1. **Developer velocity:** New developers add multiplayer to existing game in <2 hours
2. **Code clarity:** Sync-related code is < 5% of application code (just attributes)
3. **Debugging effectiveness:** "Why didn't this sync?" questions answered via `DiagnoseSync` in <5 minutes
4. **Performance:** Measured overhead stays <1% frame time for benchmark workload
5. **Reliability:** Schema migrations work correctly 100% of the time (enforced by compiler)

## Design Decisions and Open Questions

### Strategy Migration

**Question:** If a component changes from LWW to RGA strategy, how do we migrate existing persisted data?

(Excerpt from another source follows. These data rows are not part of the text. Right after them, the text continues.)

PR #5563, opened 2026-05-07
PoC: extract batched-fetch utility, migrate VariantCountCache

alisman:
## Proof of concept — not for merge as-is

This PR is a **design-review proposal**, not a complete migration. It introduces a small replacement utility for `LazyMobXCache` and migrates exactly one cache (`VariantCountCache`) as a worked example. Goal: surface the proposed API and migration pattern before committing to the long tail (~19 more subclasses, ~50+ call sites).

## Why

Profiling against production cBioPortal confirmed that the per-row column-formatter batching in `LazyMobXCache` is doing real work:

- Patient view (10 mutation rows visible) → **1** `variant-counts/fetch` request with **10** entries in body
- Results view (30 genes, MSK-IMPACT) → **1** `mutations/fetch` with all 30 genes batched, median batch sizes of 25–30 across other endpoints

So we can't simply delete the caches. But the rest of `LazyMobXCache`'s surface (`peek`, `getPromise`, `addData`, `cache` reactive read, error retry tracking, `meta`-augmented data, `MobxPromise` integration, ~20 thin subclass wrappers) is incidental — most call sites only use `.get()`.

This PR proposes: **keep the batching, drop the rest**.

## What's here

**New** — `src/shared/lib/batchedReactiveFetch.ts` (~50 lines):
```ts
export function createBatchedReactiveFetch<Q, V>(args: {
    fetch: (queries: Q[]) => Promise<V[]>;
    queryToKey: (q: Q) => string;
    dataToKey: (d: V) => string;
}): ReactiveFetchCache<Q, V>
```
A factory that returns `{ get(query) → ReactiveFetchEntry<V> | null }`. All `.get(...)` calls within a single microtask tick collapse into one fetch invocation. Internal state is a single `observable.box`, so mobx observers re-render when results land. 7 unit tests covering: N→1 collapse, reactive updates, in-flight dedup, error termination, cross-tick separation, missing-result handling.

**Migrated** — `VariantCountCache`: was a `LazyMobXCache` subclass, now a 30-line factory function. Same `.get({entrezGeneId, keyword})` shape at the call site. Three downstream files (`CohortColumnFormatter`, `MutationTable`, `PatientViewPageStore`) updated to consume the new type alias.

**Untouched** — `LazyMobXCache.ts`, the 18 other subclasses, `SampleGeneCache`, `SimpleCache`. They keep working as before. This PR adds the utility next to the old infra, doesn't replace it.

## Diff size
6 files, +285 / -34 lines. Most of that is the new utility and its test file.

## What I'd want from review
1. **Does the utility's API feel right?** Anything missing that would force the next migration to leak abstractions? The `meta`-augmented-data pattern (used by e.g. `MutationDataCache`) is a deliberate omission — I don't think it should bleed into the base utility, but worth confirming.
2. **`status: 'pending'` vs `null` on cache miss.** Old code returned `null` for both \"not yet requested\" and \"in flight\"; new code does the same. I dropped a `pending` variant from the type union since it was never observable — let me know if any caller wants to distinguish.
3. **Microtask-tick batching window** vs. the current `accumulatingDebounce` (delay 0). Behaviorally equivalent in practice (both fire on the next macrotask boundary), but if the timing nuance matters anywhere, flag it.

## Test plan
- [x] `pnpm typecheck` clean
- [x] 7 new unit tests in `batchedReactiveFetch.spec.ts` pass
- [x] Existing `LazyMobXCache.spec.ts` still passes (old infra unchanged)
- [x] `CohortColumnFormatter` specs (both variants) pass
- [ ] Live manual smoke test: open a patient view, confirm Cohort column still renders frequencies correctly (could not verify in CI; needs reviewer to click through)
- [ ] CI green

## If approved, follow-up PRs
Each migrating one or two caches at a time, in this rough order of leverage:
1. Other per-row hot paths: `MrnaExprRankCache`, `DiscreteCNACache`, `MutationCountCache`, `CopyNumberCountCache`
2. `getPromise`-using sites (oncoprint/plots): need a small `getPromise`-style helper or inlined `Promise.all`
3. Remaining incidental caches: most can be inlined directly

Once all subclasses are migrated, `LazyMobXCache.ts`, `SampleGeneCache.ts`, `SimpleCache.ts`, and the 19 wrapper subclass files can be deleted in a final cleanup PR. Estimated total: 1–2 weeks of focused work spread across ~10 reviewable PRs.

🤖 Generated with [Claude Code](https://claude.com/claude-code)

---
<a href="https://app.blacksmith.sh/cBioPortal/codesmith/cbioportal-frontend/pr/5563"><picture><source media="(prefers-color-scheme: dark)" srcset="https://pr-comments-assets.blacksmith.sh/codesmith/view-in-codesmith-dark.svg"><source media="(prefers-color-scheme: light)" srcset="https://pr-comments-assets.blacksmith.sh/codesmith/view-in-codesmith-light.svg">View in Codesmith</picture></a>
<sup>Need help on this PR? Tag <code>@codesmith</code> with what you need.</sup>

- [ ] Let Codesmith autofix CI failures and bot reviews

### DIFF
--- a/src/pages/patientView/clinicalInformation/PatientViewPageStore.ts
+++ b/src/pages/patientView/clinicalInformation/PatientViewPageStore.ts
@@ -52,7 +52,7 @@ import {
     USE_DEFAULT_PUBLIC_INSTANCE_FOR_ONCOKB,
 } from 'react-mutation-mapper';
 import { ClinicalInformationData } from 'shared/model/ClinicalInformation';
-import VariantCountCache from 'shared/cache/VariantCountCache';
+import { createVariantCountCache } from 'shared/cache/VariantCountCache';
 import CopyNumberCountCache from './CopyNumberCountCache';
 import CancerTypeCache from 'shared/cache/CancerTypeCache';
 import MutationCountCache from 'shared/cache/MutationCountCache';
@@ -2435,7 +2435,7 @@ export class PatientViewPageStore {
     }
 
     @cached @computed get variantCountCache() {
-        return new VariantCountCache(this.mutationMolecularProfileId.result);
+        return createVariantCountCache(this.mutationMolecularProfileId.result);
     }
 
     @cached @computed get discreteCNACache() {
--- a/src/shared/cache/VariantCountCache.ts
+++ b/src/shared/cache/VariantCountCache.ts
@@ -1,38 +1,38 @@
-import LazyMobXCache from 'shared/lib/LazyMobXCache';
 import client from 'shared/api/cbioportalInternalClientInstance';
 import { VariantCount, VariantCountIdentifier } from 'cbioportal-ts-api-client';
+import {
+    createBatchedReactiveFetch,
+    ReactiveFetchCache,
+} from 'shared/lib/batchedReactiveFetch';
+
+export type VariantCountCache = ReactiveFetchCache<
+    VariantCountIdentifier,
+    VariantCount
+>;
 
 function getKey<T extends { entrezGeneId: number; keyword?: string }>(
     obj: T
 ): string {
-    if (obj.keyword) {
-        return obj.entrezGeneId + '~' + obj.keyword;
-    } else {
-        return obj.entrezGeneId + '';
-    }
+    return obj.keyword
+        ? `${obj.entrezGeneId}~${obj.keyword}`
+        : `${obj.entrezGeneId}`;
 }
 
-function fetch(
-    queries: VariantCountIdentifier[],
+export function createVariantCountCache(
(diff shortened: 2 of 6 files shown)


alisman:
Superseding with a layered primitives version per discussion — see follow-up PR. The fused `createBatchedReactiveFetch` here works but bakes batching, memoization, and MobX reactivity into one helper. Splitting into three composable primitives (`batchify` + `memoize` + `reactive`) is cleaner — each primitive is independently testable, replaceable, and matches a recognizable industry pattern (DataLoader).

PR #5628, opened 2026-06-23
Stabilize oncoprint generic assay categorical tracks localdb e2e test

gblaih:
### Issue

Oncoprint screenshot tests for generic assay categorical tracks were failing non-deterministically. Two related problems caused this:

 1. Non-deterministic color assignment – oncoprintjs's CategoricalRuleSet assigns colors lazily, in the order columns are first rendered. Because each track restarts from palette index 0, sibling tracks within the same molecular profile would end up sharing colors, and the assignment order could vary between runs, causing screenshot mismatches.
 2. Dimension inconsistency – An unrelated layout issue caused the oncoprint canvas dimensions to be inconsistent across renders, further destabilizing the screenshots.

### Fix

 - Stable color pre-assignment: getCategoricalTrackRuleSetParams now accepts all tracks for a given molecular profile. It pre-builds a deterministic category_to_color map by sorting all unique category values alphabetically across sibling tracks and assigning them colors from the oncoprintjs palette in order, skipping any already claimed by RESERVED_CLINICAL_VALUE_COLORS. This map is passed to the CategoricalRuleSet so colors are fixed before any lazy render-order assignment can occur.
 - Track context threading: transitionCategoricalTrack in DeltaUtils.ts now filters nextProps.categoricalTracks to the relevant profile and passes them to getCategoricalTrackRuleSetParams.
 - Dimension fix: A one-line correction in OncoprintUtils.ts resolves the canvas dimension inconsistency.
 - Test stabilization: The oncoprint.ts helper and affected screenshot spec files were updated to wait for stable render state, and the reference screenshot was refreshed.


alisman:
@gblaih this one scares me cuz changes to source (rather than just test).  lets discuss tomorrow

alisman:
@dippindots @gblaih i'm gonna close this because i think it should be fixed at api level.  it's most likely due to some non-deterministic ordering introduced by clickhouse and should be fixerd server side with order by clause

**Answer:** This is a **destructive change** to the data's underlying semantics and cannot be automated safely. The RFC's stance:

**Strategy migration is a manual, one-off process:**

1. Changing strategy is a fundamental change in data meaning (e.g., "last value wins" → "preserve all insertions")
2. Developers must write a migration script to:
   - Read old data (using old strategy)
   - Transform it to new representation
   - Write back (using new strategy)
3. This is similar to changing a SQL column from `VARCHAR` to `JSON[]` - requires manual intervention

**Example migration script:**
```rust
// One-off migration: Position from LWW to RGA (hypothetical)
fn migrate_position_lww_to_rga() {
    let old_positions = load_all::<Position, LWWStrategy>();
    for (id, pos) in old_positions {
        let rga_pos = Position::from_lww(pos);  // Manual conversion
        save_with_strategy::<Position, RGAStrategy>(id, rga_pos);
    }
}
```

**Rationale:** Automating strategy migration would hide the semantic implications and likely produce incorrect results. Better to be explicit that this is a major change requiring careful thought.

### Open Questions

1. **Conflict visualization:** Should applications optionally be notified when conflicts occur for UI feedback? (e.g., showing a "merged with remote changes" indicator)
2. **Partial sync:** Should we support syncing only specific fields of a component, or is component-level granularity sufficient?
3. **Migration tooling:** Should we provide a CLI tool to scaffold migration functions automatically based on field diffs?

## Why This Matters

**RFC 0001** provides the foundation: a correct, robust CRDT synchronization protocol.

**RFC 0003** provides the interface: an ergonomic abstraction that makes the foundation accessible.

The goal isn't to hide complexity—it's to **organize it clearly**. Developers get:
- Declarative configuration (via attributes)
- Generated implementation (via macros)
- Observable behavior (via logging and diagnostics)
- Performance guarantees (via benchmarks)
- Correctness enforcement (via required versioning)

They can prototype in single-player, add sync attributes, and have a working multiplayer prototype. When things break, they have tools to understand why.

## References

- RFC 0001: CRDT Synchronization Protocol
- RFC 0002: Persistence Strategy
- [Automerge](https://automerge.org/): Inspiration for ergonomic sync

## Quick Reference

**Minimal example:**
```rust
#[derive(Component, Reflect, Synced)]
#[sync(version = 1, strategy = "LastWriteWins")]
struct Health(f32);

commands.spawn((Health(100.0), Synced));
```

**Strategy selection:**
- `"LastWriteWins"` - simple values (positions, health)
- `"Set"` - unordered collections (tags, selections)
- `"Sequence"` - ordered lists (paths, text, strokes)
- `"Custom"` - implement `ConflictResolver`

**Debugging:**
```rust
commands.entity(entity).insert(DiagnoseSync);
```

**Inspection:**
```rust
cargo expand  // View generated code
```

That's the essence: declarative attributes generate explicit, observable, zero-cost code.